It was a busy Wednesday conference for the Supreme Court yesterday. Notable actions include:
- The court granted review in B.B. v. County of Los Angeles. In a published opinion, the Second District, Division Three, Court of Appeal mostly rejected challenges to an $8 million judgment for the family of a man who died during an arrest by Los Angeles County Sheriff’s deputies. There are many issues, including one where the appellate court disagrees with another about the applicability of the Tom Bane Civil Rights Act to an intentional unlawful arrest. Other issues include plaintiffs’ counsel’s misconduct by — during jury deliberations — attending one juror’s musical performance at “a relatively intimate banquet hall,” evidence of one officer’s membership in a long-publicized “deputy gang,” and the apportionment of noneconomic damages in an intentional tort case. It’s possible the Supreme Court will later use its rule 8.516 power to limit the issues to be briefed and decided.
- The court also granted review in two criminal cases with unpublished Court of Appeal opinions:
- People v. Rudd is an eyewitness identification case in the shadow of the court’s 2016 death penalty decision in People v. Sánchez and Justice Goodwin Liu’s concurrence in that case. (See also here.) The Fourth District, Division Three, affirmed Rudd’s robbery and aggravated assault conviction. Based on prior Supreme Court decisions, the appellate court rejected an attack on a form jury instruction about eyewitness identifications, but presciently said this might be a case for the high court to reexamine its past precedents.
- In People v. Frazier, a murder case, the court limited the issue to whether the trial court’s failure to instruct the jury that the special circumstance required the aider and abettor harbor the intent to kill was prejudicial. The opinion by the Second District, Division Five, held the omission was error but harmless beyond a reasonable doubt.
- The court exercised its discretion under a provision added by Proposition 66 to transfer to various superior courts 33 habeas corpus petitions filed by death row inmates. (See, e.g., here.) The court just this week mentioned that discretion in a year-in-review report. Proposition 66 was designed to speed up executions in California, but it might have the opposite effect because, instead of habeas proceedings starting directly in the Supreme Court, lower court review is now required before the petitions make their way to the Supreme Court.
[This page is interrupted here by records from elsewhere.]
PR #1061, opened 2022-03-21
CLOUDP-112093: Stdout and Error format

fmenezes:
## Proposed changes

This is to change error from plain string to an actual json format and also supports stdout when `--out` is omitted.

_Jira ticket:_ CLOUDP-112093

Closes #[issue number]

## Checklist

### DIFF
--- a/internal/cli/opsmanager/logs/decrypt.go
+++ b/internal/cli/opsmanager/logs/decrypt.go
@@ -16,6 +16,8 @@ package logs
 
 import (
 	"fmt"
+	"io"
+	"os"
 
 	"github.com/mongodb/mongocli/internal/cli"
 	"github.com/mongodb/mongocli/internal/decryption"
@@ -43,11 +45,17 @@ func (opts *DecryptOpts) initFiles() func() error {
 }
 
 func (opts *DecryptOpts) Run() error {
-	outWriter, err := opts.NewWriteCloser()
-	if err != nil {
-		return err
+	var outWriter io.WriteCloser
+	if len(opts.Out) > 0 {
+		var err error
+		outWriter, err = opts.NewWriteCloser()
+		if err != nil {
+			return err
+		}
+		defer outWriter.Close()
+	} else {
+		outWriter = os.Stdout
 	}
-	defer outWriter.Close()
 
 	inReader, err := opts.Fs.Open(opts.inFileName)
 	if err != nil {
@@ -62,11 +70,13 @@ func (opts *DecryptOpts) Run() error {
 	}
 
 	if err := decryption.Decrypt(inReader, outWriter, keyProviderOpts); err != nil {
-		_ = opts.OnError(outWriter)
-		return err
+		if len(opts.Out) > 0 {
+			_ = opts.OnError(outWriter)
+			return err
+		}
 	}
 
-	if opts.Out != "/dev/stdout" {
+	if len(opts.Out) > 0 {
 		fmt.Printf("Decrypt of %s to %s completed.\n", opts.inFileName, opts.Out)
 	}
 
--- a/internal/decryption/output.go
+++ b/internal/decryption/output.go
@@ -21,39 +21,87 @@ import (
 	"go.mongodb.org/mongo-driver/bson"
 )
 
-type AuditLogOutput struct {
-	Warningf  func(lineNb int, format string, a ...interface{}) error
-	Error     func(lineNb int, err error) error
-	Errorf    func(lineNb int, format string, a ...interface{}) error
-	LogRecord func(lineNb int, logRecord interface{}) error
+type AuditLogOutput interface {
+	Warningf(lineNb int, format string, a ...interface{}) error
+	Error(lineNb int, err error) error
+	Errorf(lineNb int, format string, a ...interface{}) error
+	LogRecord(lineNb int, logRecord interface{}) error
 }
 
-func buildOutput(out io.Writer) AuditLogOutput {
-	newLine := []byte{'\n'}
-	writeLine := func(value []byte) error {
-		if _, err := out.Write(value); err != nil {
-			return err
-		}
-		_, err := out.Write(newLine)
+type auditLogOutputImpl struct {
+	out io.Writer
+}
+
+type AuditLogErrorLevel string
+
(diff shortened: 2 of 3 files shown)


internal/cli/opsmanager/logs/decrypt.go
```diff
@@ -42,12 +44,23 @@ func (opts *DecryptOpts) initFiles() func() error {
 	}
 }
 
+func (opts *DecryptOpts) stdOutMode() bool {
+	return opts.Out == ""
```
tibulca, line 48:
```suggestion
	return opts.Out == "" || opts.Out == "/dev/stdout"
```
but this depends on the discussion about "/dev/stdout" (see below)

internal/cli/opsmanager/logs/decrypt.go
```diff
@@ -42,12 +44,23 @@ func (opts *DecryptOpts) initFiles() func() error {
...
+}
+
 func (opts *DecryptOpts) Run() error {
-	outWriter, err := opts.NewWriteCloser()
-	if err != nil {
-		return err
+	var outWriter io.WriteCloser
+
+	if opts.stdOutMode() {
```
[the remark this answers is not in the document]
fmenezes: I think `/dev/stdout` is not cross platform, have we tested it on windows?

internal/decryption/output.go
```diff
@@ -21,39 +21,87 @@ import (
...
+	AuditLogErrorLevelWarning AuditLogErrorLevel = "decryptionLogWarning"
+)
+
+type AuditLogError struct {
+	Level AuditLogErrorLevel
+	Line  int
+	Err   error
+}
+
+func (e AuditLogError) MarshalBSON() ([]byte, error) {
```
tibulca, line 48: is this used?

internal/decryption/output.go
```diff
@@ -21,39 +21,87 @@ import (
...
-		}
-		_, err := out.Write(newLine)
+type AuditLogOutput interface {
+	Warningf(lineNb int, format string, a ...interface{}) error
+	Error(lineNb int, err error) error
+	Errorf(lineNb int, format string, a ...interface{}) error
+	LogRecord(lineNb int, logRecord interface{}) error
+}
+
+type auditLogOutputImpl struct {
```
gssbzn, line 31: [nit] not very go idiomatic to have `Impl`, prefer to give them names related to what they do than by what they are, `AuditLogOutput` could be `AuditLogPrinter`  and `auditLogOutputImpl` an `auditLogIOWriter`(?)

Also do we really need this interface, prefer interfaces as inputs for functions and concretes as outputs and also why is a good idea to define the interface close to the function that takes the expected contract

internal/decryption/output.go
fmenezes: yes by the bson marshaler

internal/decryption/output.go
```diff
@@ -21,39 +21,87 @@ import (
...
+		bson.E{Key: "atype", Value: string(e.Level)},
+		bson.E{Key: "line", Value: e.Line},
+		bson.E{Key: "error", Value: e.Err.Error()},
+	}
+	return bson.Marshal(doc)
+}
+
+func (e AuditLogError) Error() string {
+	return e.Err.Error()
+}
```
gssbzn, line 59: [q] should we implement `func (e *AuditLogError) Is(target error) bool {`?

internal/decryption/output.go
fmenezes: https://github.com/mongodb/mongodb-atlas-cli/pull/1061/files#diff-f92e3e928b3bb2039c0c5949652bbfcff0a03b58998de03f746dee968b709da2R68

internal/cli/opsmanager/logs/decrypt.go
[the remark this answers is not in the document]
tibulca: in the os package I see Stdout used one line below defined like this: `Stdout = NewFile(uintptr(syscall.Stdout), "/dev/stdout")`
so it might be further in the framework where /dev/stdout is mapped to the correct os stdout.
Will try in a windows VM

internal/decryption/output.go
```diff
@@ -21,39 +21,87 @@ import (
...
+
+func NewAuditLogOutput(out io.Writer) AuditLogOutput {
+	return &auditLogOutputImpl{
+		out: out,
+	}
+}
```
gssbzn, line 65: [future improvement] `auditLogOutputImpl` has potential to grow in customisations, consider making this `new` functional 
```suggestion
func NewAuditLogOutput(opts ...func(AuditLogOutput)) AuditLogOutput {
	a := &auditLogOutputImpl{
		out: out,
	}
	for _, o := range opts {
		o(a)
	}
	return a	
}
```
see https://github.com/mongodb/go-client-mongodb-atlas/blob/116acf986f4738d6a54e4ebaca13071ac3f86326/mongodbatlas/mongodbatlas.go#L307-L316

gssbzn (approved):
LGTM

internal/cli/opsmanager/logs/decrypt.go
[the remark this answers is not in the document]
tibulca: in windows, for os.OpenFile("/dev/stdout",...) I got "open /dev/stdout: The system cannot find the path specified." 
while os.Stdout seems to work.
I guess we can leave the current implementation here and revisit the usage of /dev/stdout in the other places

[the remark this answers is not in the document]
fmenezes: @tibulca would you open a Jira for a follow up? If we have code that is broken on Windows we have to fix it.

internal/decryption/output.go
fmenezes: I don't think so according to https://pkg.go.dev/errors#Is we should only do it if we want to treat other know errors (like `os.FileNotExists`) the same as our custom error. Which is not the case.

internal/decryption/output.go
fmenezes: it is actually an interface https://pkg.go.dev/go.mongodb.org/mongo-driver/bson#Marshaler

PR #1071, opened 2022-03-22
CLOUDP-114862: [Atlas CLI / MongoCLI] Improve error handling when user is unathenticated

andreaangiolillo:
## Proposed changes

_Jira ticket:_ CLOUDP-114862

## Checklist

- [x] I have signed the [MongoDB CLA](https://www.mongodb.com/legal/contributor-agreement)
- [x] I have added tests that prove my fix is effective or that my feature works
- [x] I have added any necessary documentation in document requirements section listed in [CONTRIBUTING.md](https://github.com/mongodb/mongocli/blob/master/CONTRIBUTING.md) (if appropriate)
- [x] I have addressed the @mongodb/docs-cloud-team comments (if appropriate)
- [x] I have updated [e2e/E2E-TESTS.md](https://github.com/mongodb/mongocli/blob/master/e2e/E2E-TESTS.md) (if an e2e test has been added)
- [x] I have run `make fmt` and formatted my code

## Further comments

This PR updates the missing credential error message to include `auth login`

**Before**: 
```
./bin/mongocli atlas cluster ls
Error: missing credentials

To set credentials, run: mongocli config
```

**After**:
```
./bin/atlas cluster ls
Error: this actions requires authentication

To login using your Atlas username and password, run: atlas auth login
To set credentials using API keys, run: atlas config init
```

```
./bin/mongocli atlas cluster ls
Error: this actions requires authentication

To login using your Atlas username and password, run: mongocli auth login
To set credentials using API keys, run: mongocli config
```

PR #1074, opened 2022-03-23
CLOUDP-116473: [CLI] Fix HomeBrew Test

andreaangiolillo:
## Proposed changes

_Jira ticket:_ CLOUDP-116473

## Checklist

## Further comments

[brew test is failing](https://evergreen.mongodb.com/task/mongocli_master_e2e_generic_brew_e2e_39b500c735a3545e77b18d3e410784f0a8dd631e_22_03_23_09_18_47) after merging https://github.com/mongodb/mongodb-atlas-cli/pull/1071.

**Proposed Changes:**

* fix the e2e test
* add the atlas cli brew test
* move the e2e test to the code health variant

**We will need to update the brew formula of both CLIs in their next release.**

### DIFF
--- a/build/ci/evergreen.yml
+++ b/build/ci/evergreen.yml
@@ -334,18 +334,6 @@ tasks:
     commands:
       - func: "clone"
       - func: "check license header"
-  - name: brew_e2e
-    tags: [ "code_health" ]
-    depends_on:
-      - name: compile
-        variant: "code_health"
-        patch_optional: true
-    commands:
-      - func: "clone"
-      - func: "install gotestsum"
-      - func: "e2e test"
-        vars:
-          E2E_TAGS: brew
   - name: config_e2e
     tags: ["e2e","generic"]
     depends_on:
@@ -376,6 +364,18 @@ tasks:
           MCLI_OPS_MANAGER_URL: ${mcli_ops_manager_url}
           MCLI_SERVICE: cloud
           E2E_TAGS: atlas,config
+  - name: brew_e2e
+    tags: ["e2e","generic"]
+    depends_on:
+      - name: compile
+        variant: "code_health"
+        patch_optional: true
+    commands:
+      - func: "clone"
+      - func: "install gotestsum"
+      - func: "e2e test"
+        vars:
+          E2E_TAGS: brew
   # If your e2e tests depend on a cluster running please consider setting it on its own task
   - name: atlas_generic_e2e
     tags: ["e2e","generic","atlas"]
--- a/build/ci/evergreen.yml
+++ b/build/ci/evergreen.yml
@@ -334,6 +334,18 @@ tasks:
     commands:
       - func: "clone"
       - func: "check license header"
+  - name: brew_e2e
+    tags: [ "code_health" ]
+    depends_on:
+      - name: compile
+        variant: "code_health"
+        patch_optional: true
+    commands:
+      - func: "clone"
+      - func: "install gotestsum"
+      - func: "e2e test"
+        vars:
+          E2E_TAGS: brew
   - name: config_e2e
     tags: ["e2e","generic"]
     depends_on:
@@ -364,18 +376,6 @@ tasks:
           MCLI_OPS_MANAGER_URL: ${mcli_ops_manager_url}
           MCLI_SERVICE: cloud
           E2E_TAGS: atlas,config
-  - name: brew_e2e
-    tags: ["e2e","generic"]
-    depends_on:
-      - name: compile
-        variant: "code_health"
-        patch_optional: true
-    commands:
-      - func: "clone"
-      - func: "install gotestsum"
-      - func: "e2e test"
-        vars:
-          E2E_TAGS: brew
   # If your e2e tests depend on a cluster running please consider setting it on its own task
   - name: atlas_generic_e2e
     tags: ["e2e","generic","atlas"]
--- a/internal/cli/root/atlas/builder.go
+++ b/internal/cli/root/atlas/builder.go
@@ -17,6 +17,7 @@ package atlas
 import (
 	"fmt"
 	"io"
+	"os"
 	"runtime"
 	"strings"
 	"time"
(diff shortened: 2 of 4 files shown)


andreaangiolillo:
evergreen retry

fmenezes:
@andreaangiolillo we will probably need to update homebrew when bumping next time https://github.com/Homebrew/linuxbrew-core/blob/251e0f56f238fe453329445841fc8e7b1af357f0/Formula/mongocli.rb#L34

build/ci/evergreen.yml
```diff
@@ -334,6 +334,18 @@ tasks:
...
+    depends_on:
+      - name: compile
+        variant: "code_health"
+        patch_optional: true
+    commands:
+      - func: "clone"
+      - func: "install gotestsum"
+      - func: "e2e test"
+        vars:
+          E2E_TAGS: brew
```
gssbzn, line 348: [nit] we should not move e2e to be part of the code health, if your end goal is to have e2e be mandatory that's a different conversation

internal/cli/root/atlas/builder.go
```diff
@@ -88,10 +88,6 @@ func Builder(profile *string) *cobra.Command {
 			"toc": "true",
 		},
 		PersistentPreRunE: func(cmd *cobra.Command, args []string) error {
-			if config.Service() == "" {
```
gssbzn, line 91: can you explain a bit more about this removal?

andreaangiolillo: When running `atlas config ls` without any configuration, the command was listing the default profile with `service = cloud`. it took me a while to understand why and the reason was this piece of code that was copied/pasted from the atlas command.

build/ci/evergreen.yml
andreaangiolillo: yes, the main reason was to make this test mandatory

gssbzn: let's rollback this and discuss with the team making e2e mandatory

internal/cli/root/atlas/builder.go
colm-quinn: [nit/idea] Regardless of the decision, should we output to stdout that we're assuming cloud if the value was not set? Would improve the UX and be make the flow more predictable.

The tradeoff is being more verbose/maybe users don't care.

build/ci/evergreen.yml
colm-quinn: As part of the discussion, mandatory for a code change vs mandatory for a release (only required in the PCT runs)

internal/cli/root/atlas/builder.go
gssbzn: this was kind of requested, we didn't use to assume and force people to do `MONGODB_ATLAS_SERVICE=cloud` and people hated it and asked if they were using an atlas command why they need to specify the service since  is a given by the name of the command 🤷

andreaangiolillo: > I expect that to be successful without having to explicitly set the service, and the reason behind setting the service here

@gssbzn why? given that the cli can be used with both atlas and atlas for gov, this expectation doesn’t seem correct

> [nit/idea] Regardless of the decision, should we output to stdout that we're assuming cloud if the value was not set? Would improve the UX and be make the flow more predictable
yes, I agree that if we decide to automatically assign the service, we should print a warning message

build/ci/evergreen.yml
andreaangiolillo: I have removed this change from the PR. I will open a discussion in the slack channel. I agree that we may just need to make this test mandatory for a release.

internal/cli/root/atlas/builder.go
andreaangiolillo: Sorry I haven’t seen your response in the thread.

andreaangiolillo: I have updated my changes. Now I am not setting the service only when running the config and completion commands. I am also printing a message when we set the service.


```
./bin/atlas project list
service not set. Atlas CLI used 'cloud'

Error: this action requires authentication

```

```
./bin/mongocli atlas cluster ls
service not set. MongoCLI used 'cloud'

Error: this action requires authentication

To log in using your Atlas username and password, run: mongocli auth login
To set credentials using API keys, run: mongocli config
```

internal/cli/root/atlas/builder.go
```diff
@@ -88,7 +88,8 @@ func Builder(profile *string) *cobra.Command {
...
+			if shouldSetService(cmd) {
+				_, _ = fmt.Printf("service not set. Atlas CLI used '%s'\n\n", config.CloudService)
```
gssbzn, line 92: this is a breaking change, tools that parse the output are going to break

andreaangiolillo: I don't see how to prevent this if we want to print a warning message 😕

internal/cli/root/atlas/builder.go
gssbzn: @andreaangiolillo this request predates atlas gov, also we are promising people a smooth transition from mongocli to atlas cli, not fulfilling this expectation is a breaking change.

Message should be review by product, `cloud` is a confusing terms from the time when originally mogndob cli would also include things like realm and not atlas only so people may not understand what we mean by `cloud` here

Also notice this warning message should go to stderr otherwise it's a breaking change and you'll break any tool parsing the output

internal/cli/root/atlas/builder.go
gssbzn: setting the default to cloud for atlas commands it's been there even before `atlas cli` no one has been surprised, I don't believe this warning adds any value but if product wants it then use sdterr instead of stdout

andreaangiolillo: @boooczek We need your input to decide if we want to print a message to stderr if the user did not provide the service as we're automatically setting the service = cloud. As Gustavo said, we have been always automatically setting service = cloud when service is not set without printing any message. If you agree to print this message, I also need your input to decide what we should show to the user. The current message is 

> service not set. MongoCLI used 'cloud'

but `cloud` may be confusing.

andreaangiolillo: Discussed with the product manager and they decided to not show the message as we have been always doing. @colm-quinn

gssbzn (approved):
LGTM

internal/cli/root/atlas/builder.go
colm-quinn: sgtm, thanks for the tag!

PR #1112, opened 2022-04-05
CLOUDP-118221: [CLI] We should not parse the access token when programmatic keys are available

andreaangiolillo:
## Proposed changes

_Jira ticket:_ CLOUDP-118221

## Checklist

## Further comments

This PR updates `WithAuthentication` to not parse the access token when programmatic keys are available

### DIFF
--- a/internal/store/store.go
+++ b/internal/store/store.go
@@ -219,11 +219,14 @@ func WithAuthentication(c CredentialsGetter) Option {
 	return func(s *Store) error {
 		s.username = c.PublicAPIKey()
 		s.password = c.PrivateAPIKey()
-		t, err := c.Token()
-		if err != nil {
-			return err
+
+		if s.username == "" && s.password == "" {
+			t, err := c.Token()
+			if err != nil {
+				return err
+			}
+			s.accessToken = t
 		}
-		s.accessToken = t
 		return nil
 	}
 }


internal/store/store.go
```diff
@@ -219,11 +219,14 @@ func WithAuthentication(c CredentialsGetter) Option {
...
-		t, err := c.Token()
-		if err != nil {
-			return err
+
+		if s.username == "" && s.password == "" {
+			t, err := c.Token()
+			if err != nil {
+				return err
+			}
+			s.accessToken = t
```
andreaangiolillo, line 228: we use the access token only when programmatic keys are not set

andreaangiolillo:
Moving this to WIP: I have discussed this proposal with @johansteyn and it may make sense to keep the access token even if the user is using the programmatic keys for telemetry. Waiting to hear back from the product team to see what to do here

fmenezes (dismissed):
Go code LGTM

internal/store/store.go
andreaangiolillo: yes, correct. I am just waiting to see if I should remove the logic that remove the auth tokens in the config commands

internal/cli/atlas/config/init.go
```diff
@@ -97,6 +99,20 @@ Enter [?] on any option to get help.
...
+func deleteAccessAndRefreshTokenFromProfile() {
+	accessToken := config.GetString(config.AccessTokenField)
+	refreshToken := config.GetString(config.RefreshTokenField)
+
+	if accessToken == "" && refreshToken == "" {
+		return
+	}
+
+	config.Set(config.AccessTokenField, "")
+	config.Set(config.RefreshTokenField, "")
```
gssbzn, line 111: it'd probably be better to implement a `Unset`

internal/store/store.go
andreaangiolillo: This is not the behavior that I see though. If I have an invalid access token and the programmatic key I get this error without this change. I believe `t, err := c.Token()` may the root cause here

```
./bin/atlas project ls -P default-access-token
Error: token contains an invalid number of segments
```

gssbzn: well that may be your own fault, `invalid number of segments` means you manually modified that token and the only case I would expect `c.Token()` to error, if you give it a random string and not a valid JWT, and by valid in the generic is a JWT token kind of way, you can verify your string in this page https://jwt.io/, if that page can parse then this function can as well

andreaangiolillo: I see. I don't think we should parse the access token if we are not using it though

gssbzn: and I don't think users should be manually editing their tokens, in general my comment in this particular change is not blocking, just saying there's not much gain but it doesn't hurt, deleting things without previous warning does hurt and a lot

gssbzn (approved):
LGTM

- Using its deferential standard of review, the court approved three more gubernatorial clemency recommendation requests: for Julian Blouin to commute a 35-years-to-life sentence for burglary and two prior felony enhancements, Alfredo Perez, Jr. to commute a 27-years-to-life sentence for assault by means likely to produce great bodily injury, and Earlonne Woods to commute a 31-years-to-life sentence for attempted robbery, a firearm enhancement, and a prior felony enhancement. The Perez recommendation proves how deferential the Supreme Court’s review really is — Perez had been re-sentenced and released from prison, but the court reversed the sentence reduction; now the court is allowing the Governor to commute Perez’s sentence.
- The court denied review in L.G v. M.B., but Justice Mariano-Florentino Cuéllar recorded a vote to grant. The Second District, Division Two, published opinion in the case concerns the anti-SLAPP statute and the “divorce proviso” exception to the litigation privilege.
- The court made grant-and-hold orders in three criminal cases and dumped 16 cases that had been grant-and-holds.